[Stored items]
PR #835, opened 2017-11-19
Adding new Sub Abilities.

TsaboTavok:
Adding new ~~Cast Efficiency~~ Abilities

### DIFF
--- a/src/Parser/Rogue/Subtlety/Modules/Features/Abilities.js
+++ b/src/Parser/Rogue/Subtlety/Modules/Features/Abilities.js
@@ -60,6 +60,55 @@ class Abilities extends CoreAbilities {
       recommendedCastEfficiency: 0.80,
       extraSuggestion: "Should be used with every Symbols of Death", 
     },
+
+    //Non-CDs
+    
+    {
+      spell: SPELLS.NIGHTBLADE,
+      category: CastEfficiency.SPELL_CATEGORIES.ROTATIONAL,
+      getCooldown: haste => null,
+    },    
+    {
+      spell: SPELLS.EVISCERATE,
+      category: CastEfficiency.SPELL_CATEGORIES.ROTATIONAL,
+      getCooldown: haste => null,
+    },    
+    {
+      spell: SPELLS.BACKSTAB,
+      category: CastEfficiency.SPELL_CATEGORIES.ROTATIONAL,
+      isActive: combatant => !combatant.hasTalent(SPELLS.GLOOMBLADE_TALENT.id),
+      getCooldown: haste => null,
+    },       
+    {
+      spell: SPELLS.GLOOMBLADE_TALENT,
+      category: CastEfficiency.SPELL_CATEGORIES.ROTATIONAL,
+      isActive: combatant => combatant.hasTalent(SPELLS.GLOOMBLADE_TALENT.id),
+      getCooldown: haste => null,
+    }, 
+    {
+      spell: SPELLS.SHADOWSTRIKE,
+      category: CastEfficiency.SPELL_CATEGORIES.ROTATIONAL,
+      getCooldown: haste => null,
+    }, 
+    {
+      spell: SPELLS.SHURIKEN_STORM,
+      category: CastEfficiency.SPELL_CATEGORIES.ROTATIONAL,
+      getCooldown: haste => null,
+    },
+    {
+      spell: SPELLS.SHURIKEN_TOSS,
+      category: CastEfficiency.SPELL_CATEGORIES.ROTATIONAL,
+      getCooldown: haste => null,
+    },    
+    {
+      spell: SPELLS.MARKED_FOR_DEATH_TALENT,
+      category: CastEfficiency.SPELL_CATEGORIES.ROTATIONAL,
+      isActive: combatant => combatant.hasTalent(SPELLS.MARKED_FOR_DEATH_TALENT.id),
+      getCooldown: haste => null,
+    },
+
+
+
   ];
 }
 
--- a/src/Parser/Rogue/Subtlety/Modules/Features/Abilities.js
+++ b/src/Parser/Rogue/Subtlety/Modules/Features/Abilities.js
@@ -11,8 +11,9 @@ class Abilities extends CoreAbilities {
       spell: SPELLS.VANISH,
       category: Abilities.SPELL_CATEGORIES.COOLDOWNS,
       getCooldown: haste => 90,
-      //Vanish is often delayed.
-      recommendedCastEfficiency: 0.90,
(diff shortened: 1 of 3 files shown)


src/Parser/Rogue/Subtlety/Modules/Features/Abilities.js
```diff
@@ -20,16 +22,78 @@ class Abilities extends CoreAbilities {
...
     {
       spell: SPELLS.SYMBOLS_OF_DEATH,
-      category: Abilities.SPELL_CATEGORIES.COOLDOWNS,
-      getCooldown: haste => 30, // TODO: Add T20 4Sets, reduce cd by 5 sec.
+      category: Abilities.SPELL_CATEGORIES.ROTATIONAL,
+      getCooldown: (haste, combatant) => (30 - (combatant.hasBuff(SPELLS.SUB_ROGUE_T20_2SET_BONUS.id) ? 5 : 0)), 
       recommendedCastEfficiency: 0.95,
+      importance: ISSUE_IMPORTANCE.MAJOR,
+      extraSuggestion: "This is the most important rotational ability, try to allways use it on cooldown.",      
     },
```
Pewtro: Allways is spelt ``always``

src/Parser/Rogue/Subtlety/Modules/Features/Abilities.js
```diff
@@ -20,16 +22,78 @@ class Abilities extends CoreAbilities {
...
     {
       spell: SPELLS.SHADOW_DANCE,
-      category: Abilities.SPELL_CATEGORIES.COOLDOWNS,
+      category: Abilities.SPELL_CATEGORIES.ROTATIONAL,
       getCooldown: haste => 60, // TODO: Reduced by a passive.
       charges: 2,
-      recommendedCastEfficiency: 0.95,
+      recommendedCastEfficiency: 1,
+    },
```
Pewtro: you have something with a recommendedCastEfficiency of 1, but no extraSuggestion to tell people how they should be using it if they don't follow this metric?

TsaboTavok: This is old code, 1 is more correct then 0.95. Changed to noSuggestion, because the metric is not usable before cooldown reduction is implemented.

kfinch: Just so you know, the framework for cooldown reduction is handled for Cast Efficiency as of yesterday. The logic for the reduction still needs to be implemented on your end, if that's what you meant by it not being usable.

Pewtro: And fwiw it doesn't have any ``noSuggestion`` added either

src/Parser/Rogue/Subtlety/Modules/Features/Abilities.js
```diff
@@ -10,26 +11,90 @@ class Abilities extends CoreAbilities {
       spell: SPELLS.VANISH,
       category: Abilities.SPELL_CATEGORIES.COOLDOWNS,
       getCooldown: haste => 90,
-      recommendedCastEfficiency: 1.0,
+      //Vanish is often delayed.
+      recommendedCastEfficiency: 0.90,
     },
```
Pewtro: Adding a bit more annoying comments here: You sure you don't want anything here in the suggestion about it often being delayed?

src/Parser/Rogue/Subtlety/Modules/Features/Abilities.js
```diff
@@ -10,26 +11,90 @@ class Abilities extends CoreAbilities {
...
       charges: 2,
-      recommendedCastEfficiency: 0.95,
+      noSuggestion: true,
+    },
+    {
+      spell: SPELLS.GOREMAWS_BITE,
+      category: Abilities.SPELL_CATEGORIES.COOLDOWNS,
+      getCooldown: haste => 60,
+      recommendedCastEfficiency: 0.9,
+    },
```
Pewtro: You don't want any extraSuggestion here to aid the player in how this should be used? afaik it's generally used in combination with other stuff aswell, ye?

src/Parser/Rogue/Subtlety/Modules/Features/Abilities.js
TsaboTavok: Yeah I saw that you were working on it, but I will first need to implement Combo Point tracking so this has to be delayed =)

src/Parser/Rogue/Subtlety/Modules/Features/Abilities.js
TsaboTavok: Vanish usage depends a on legionaries and talents, for now I'm trying to get all of the general features in. Putting a line like "try not to delay it too much" doesn't seem helpful to me.

src/Parser/Rogue/Subtlety/Modules/Features/Abilities.js
TsaboTavok: The exact condition again depends on talents but I think I found suitable wording for it

src/Parser/Rogue/Subtlety/Modules/Features/Abilities.js
```diff
@@ -10,26 +11,92 @@ class Abilities extends CoreAbilities {
...
+      noSuggestion: true,
+    },
+    {
+      spell: SPELLS.GOREMAWS_BITE,
+      category: Abilities.SPELL_CATEGORIES.COOLDOWNS,
+      getCooldown: haste => 60,
+      recommendedCastEfficiency: 0.9,
+      // TODO: Track usage sepratly, not during Dance and with atleast 50 energy missing. 
+      extraSuggestion: "Use as often as possible without waisting Combo Points and Energy.", 
+    },
```
Pewtro: ``waisting`` should be ``wasting``

src/Parser/Rogue/Subtlety/Modules/Features/Abilities.js
Pewtro: It's helpful until you've implemented those things, and if the legendaries do get implemented will they override this, or how will that be handled? If they don't, it should some sort of suggestion regardless.
A general rule of thumb as an extraSuggestion or the likes is generally implemented and sounds helpful to me, if that is possible. 
I understand you want to get the general features implemented, but telling people they're not casting X spell enough without giving them a reason to as to why they're casting it too little or when they should be casting it more, can just lead to confusion or incorrect play in their hunt to use it more.

TsaboTavok: Ok agreed, no suggestions for now.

▶ _TASK DIRECTIONS_:
Every line above that includes the word "reduction" should be listed.

▶ _ANSWER TO THE EXERCISE_:
TsaboTavok: This is old code, 1 is more correct then 0.95. Changed to noSuggestion, because the metric is not usable before cooldown reduction is implemented.
kfinch: Just so you know, the framework for cooldown reduction is handled for Cast Efficiency as of yesterday. The logic for the reduction still needs to be implemented on your end, if that's what you meant by it not being usable.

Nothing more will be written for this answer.